Burkina Faso on Saturday revealed that a process to select a transitional president to serve ahead of elections would be coming up sometime next week, following a coup by disaffected military officers against the ruling junta which just seized power.
‘In view of the adoption of the transition charter, a national meeting will be convened on October 14 and 15,’ said the decree signed by Burkina Faso’s new strongman, Captain Ibrahim Traore, who took power a week ago and was named interim president.
Traore, who was officially appointed head of state on Wednesday, had two days earlier diclosed that he would only deal with “current affairs” until a new transitional president, civilian or military, is appointed by a ‘national conference’, indicating that would happen ‘well before the end of the year’.
Africa Today News, New York reports that the meeting is expected to bring together representatives of political groups and civil society.
The impoverished Sahel nation plunged into renewed turmoil last weekend when Lieutenant-Colonel Paul-Henri Sandaogo Damiba — who had himself seized power in January — was toppled by newly emerged rival Traore, leading a faction of disgruntled junior officers.
It was the latest putsch in the Sahel region much of which, like Burkina Faso, is battling a growing Islamist insurgency.
After a meeting on Tuesday with a delegation from the Economic Community of West African States (ECOWAS), one of its members, former Nigerian president Mahamadou Issoufou, said she was leaving feeling ‘confident’.

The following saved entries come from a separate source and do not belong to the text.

PR #1507, opened 2022-10-25
keep exif copyright information

devppjr:
### Motivation

In light of European Union Directive 790, we need to ensure that copyright owners are being properly attributed, and are not being accidentally removed from their works by overzealous optimizations.

### Solution
 
This PR keeps the image's copyright information, even if the `strip_icc` and `strip_exif` filters are used.

ps: libraries `py3exiv2` and `exif` have been tested, but with no success. 😞

fixes https://github.com/thumbor/thumbor/issues/1502  🎉


guilhermef:
I would use this opportunity to replace the current library for EXIF, `py3exiv2 ` is unmaintained, and it's almost impossible to install successfully.
https://pypi.org/project/exiv2 seems to be in a good state, and it has wheels for most operational systems.

devppjr:
> I would use this opportunity to replace the current library for EXIF, `py3exiv2 ` is unmaintained, and it's almost impossible to install successfully. https://pypi.org/project/exiv2 seems to be in a good state, and it has wheels for most operational systems.

Hi @guilhermef, I agree with your tip, but I believe this could be implemented in another PR, because `exiv2` doesn't have support to `load` and `dump` exif information from/to image bytes which is needed in this PR. What do you think?

devppjr:
ping @guilhermef @scorphus @heynemann 🙃

devppjr:
ping @guilhermef @scorphus @heynemann 🙃

RaphaelVRossi (approved):
LGTM!

guilhermef (changes requested):

guilhermef:
I would also consider adding an integration test for this feature.

devppjr:
> I would also consider adding an integration test for this feature.

thanks for the suggestions, can you review again?

scorphus (changes requested):
`piexif` should remain an extra requirement. A new dependency has dramatic implications (such as packaging) and should be avoided.

Thumbor by itself has no obligation in preserving image copyright in EXIF data. Of course, it should provide means of achieving that should it be of the user's interest and, in that sense, #1502 and this PR are super valid. But `piexif` should remain optional and a configuration variable should be created to activate such feature and, consequently, log any warnings or errors resulting from a missing optional dependency.

guilhermef:
@scorphus since piexif is a pure python package, I don't see any problem having it as a normal dependency.
We used to have this problem with py3exiv2 because of the libboost dependency.

scorphus:
If we can avoid having a hard dependency while doing so with maintainable code, all the better! And I'm totally up for it. I can happily hop in and help coding this. What you guys think?

devppjr:
ping! @scorphus @guilhermef 🙃

tests/engines/test_pil.py
```diff
@@ -13,8 +13,8 @@
 from io import BytesIO
 from os.path import abspath, dirname, join
 from unittest import TestCase, mock
-import piexif
 
+import piexif
```
guilhermef, line 17: Given what @scorphus mentioned, piexif might not be available in all platforms.
We can make it optional so it doesn't fail.

marcelometal: Quote from [documentation](https://piexif.readthedocs.io/en/latest/about.html#dependency):  "Piexif doesn’t depend on any third library"

There are packages for it:

- [Debian](https://packages.debian.org/sid/python3-piexif)
- [Fedora](https://src.fedoraproject.org/rpms/python-piexif)

scorphus: Thanks for the extra info, @marcelometal.

So, my take is that, with `piexif` depending on no third party lib and being readily available and already packaged in many distros, I think we're good to go with it being a hard dependency. That outweighs the extra logic needed to workaround it being unavailable. We need to remember this when drafting a new release, with the proper information about the new dependency.

Now, speaking about the feature. I believe that not every user would want it — much the opposite, if I'd have to guess. Perhaps, most users would like to strip **all** exif information, regardlessly, leaving no traces behind, as they don't need to keep any at all.

So, I still think the feature of "keeping copyright information when stripping exif data" should stay behind a configuration entry, with default to false/inactive.

devppjr: Thanks guys. @scorphus Makes sense to revert the feature that was added in https://github.com/thumbor/thumbor/pull/1524 in this PR?

scorphus: That can and should definitely be gone granted we do not draft a new release until the issue it fixed is solved otherwise. 😊

heynemann (approved):
After all the changes, looks good to merge.

guilhermef (approved):

thumbor/engines/pil.py
```diff
@@ -128,6 +135,18 @@ def create_image(self, buffer):
 
         return img
 
+    def get_exif_copyright(self):
+        exifs = piexif.load(self.image.info.get("exif"))
+        copyright_exif = {}
+        if exifs is None or "0th" not in exifs or exifs["0th"].items() is None:
```
scorphus, line 141: I may be missing something here, but I tried and failed to think of (and reproduce) cases where dict.items() could be `None`. So I believe this line should be corrected:
```suggestion
        if exifs is None or "0th" not in exifs or exifs["0th"] is None:
```

thumbor/engines/pil.py
```diff
@@ -128,6 +135,18 @@ def create_image(self, buffer):
...
+            return None
+
+        for exif_cod, exif in exifs["0th"].items():
+            if exif_cod in KEEP_EXIF_COPYRIGHT_TAGS:
+                copyright_exif[exif_cod] = exif
```
scorphus, line 146: How about iterating over the potentially shorter collection?
```suggestion
        for copyright_tag in KEEP_EXIF_COPYRIGHT_TAGS:
            if copyright_tag in exifs["0th"]:
                copyright_exif[copyright_tag] = exifs["0th"][copyright_tag]
```
This also saves a bit of time — albeit marginal — doing lookups on a dict (constant time) instead of a list (linear).

thumbor/config.py
```diff
@@ -248,6 +248,13 @@
     "Imaging",
 )
 
+Config.define(
+    "PRESERVE_EXIF_COPYRIGHT_INFO",
+    False,
+    "Preserves exif copyright information in generated images.",
```
scorphus, line 254: Nit:
```suggestion
    "Preserves Exif copyright information in generated images.",
```
According to https://en.wikipedia.org/wiki/Exif:
> [...] officially Exif, according to JEIDA/JEITA/CIPA specifications [...]

scorphus (changes requested):
Nice work, @devppjr. Please consider my suggestions below:

scorphus (approved):
Thanks a bunch, @devppjr! 🙌 🚀 :shipit:

PR #1496, opened 2022-10-18
Add Thumbor official Docker image

guilhermef:
This image will be used to create the official helm chart.

PR #1517, opened 2022-10-31
workflows/release: Do not run `docker` on pull requests

scorphus:


scorphus:
Seems like the directives to build on `pull_request` were leftovers from the attempts of making #1496 work.

guilhermef:
@scorphus I've added the release on pull_request, to test if the changes are not breaking the release process, but we only push on tags: https://github.com/thumbor/thumbor/pull/1517/files#diff-87db21a973eed4fef5f32b267aa60fcee5cbdf03c67fafdc2a9b553bb0b15f34R117

scorphus:
Fair enough. I missed the if condition. How about not running the `docker` job on pull requests?

scorphus:
If it already built successfully for a previous release (on a previous tag push) it would continue building successfully for that same release, over and over, on every pull request.

guilhermef:
It depends. If you change a dependency or an extension it might break the docker build.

Traore, 34, vowed that Ouagadougou would continue to respect the commitments made under Damiba to ECOWAS, in particular the organisation of elections and a return of civilians to power by July 2024 at the latest.
Africa Today News, New York had earlier reported that the government of Togo has on Monday made some confirmations that the controversial ousted Burkina Faso leader, Lieutenant-Colonel Paul-Henri Sandaogo Damiba has finally fled to Togo after a military coup.
It also revealed that the West African bloc ECOWAS has made some plans to send envoys to Burkina Faso after some of the troops had toppled Damiba in the country’s second putsch in nine months.